_REQUIREMENT_.
A faithful copy is needed. Set down all of the data below exactly.
-------- STORED DATA
PR #185, opened 2020-08-18
Bug Fix: generate_line_box.py should NOT throw an error when the number lines in GT file is equal to one

abhishekthanki:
----------------
_RESPONSE_.
PR #185, opened 2020-08-18
Bug Fix: generate_line_box.py should NOT throw an error when the number lines in GT file is equal to one

abhishekthanki:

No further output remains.